■ What is expected
The lines below that include the word "namespace" are to be reported.

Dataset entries
------------------------
PR #410, opened 2020-11-08
Packed image/surface improvements

Daft-Freak:
Reverts `byte_count` back to how it was originally (before I broke it), handles a 0-size palette as a full 256 colours and changes the packed image format a bit to allow larger images.

Also, handles loading unpacked images, adjusts `Surface::load` to be more consistent with `SpriteSheet::load` and adds a helper to use an unpacked image without loading it into ram...

Requires https://github.com/pimoroni/32blit-tools/pull/32 for breaking changes to `packed_image` format.

### DIFF
--- a/32blit/graphics/surface.cpp
+++ b/32blit/graphics/surface.cpp
@@ -52,6 +52,20 @@ namespace blit {
     return load((const packed_image *)data);
   }
 
+  Surface *Surface::load_read_only(const packed_image *image) {
+    if(memcmp(image->type, "SPRITERW", 8) != 0)
+      return nullptr;
+
+    if(image->format > (uint8_t)PixelFormat::M)
+      return nullptr;
+
+    return new Surface(nullptr, (PixelFormat)image->format, image);
+  }
+
+  Surface *Surface::load_read_only(const uint8_t *data) {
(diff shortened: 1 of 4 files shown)


Gadgetoid:
I've merged pimoroni/32blit-tools#32 plus my additional changes to migrate metadata and other byte-style fiddling to Construct. This is now released as v0.1.0 of the toolset - https://github.com/pimoroni/32blit-tools/releases/tag/v0.1.0

I tested a complete build + firmware with these changes and against v0.1.0, and they seem fine.

32blit/graphics/surface.cpp
```diff
@@ -485,45 +537,65 @@ namespace blit {
    */
   void Surface::load_from_packed(const packed_image *image) {        
     uint8_t *palette_entries = ((uint8_t *)image) + sizeof(packed_image);
-    uint8_t *bytes = ((uint8_t *)image) + sizeof(packed_image) + (image->palette_entry_count * 4);
+
+    int palette_entry_count = image->palette_entry_count;
+    if(palette_entry_count == 0)
```
Daft-Freak, line 542: Hmm, this should probably be `&& format == P` for non-paletted images to work... (Not that the tool can generate those)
------------------------
■ Written reply
@@ -52,6 +52,20 @@ namespace blit {
@@ -485,45 +537,65 @@ namespace blit {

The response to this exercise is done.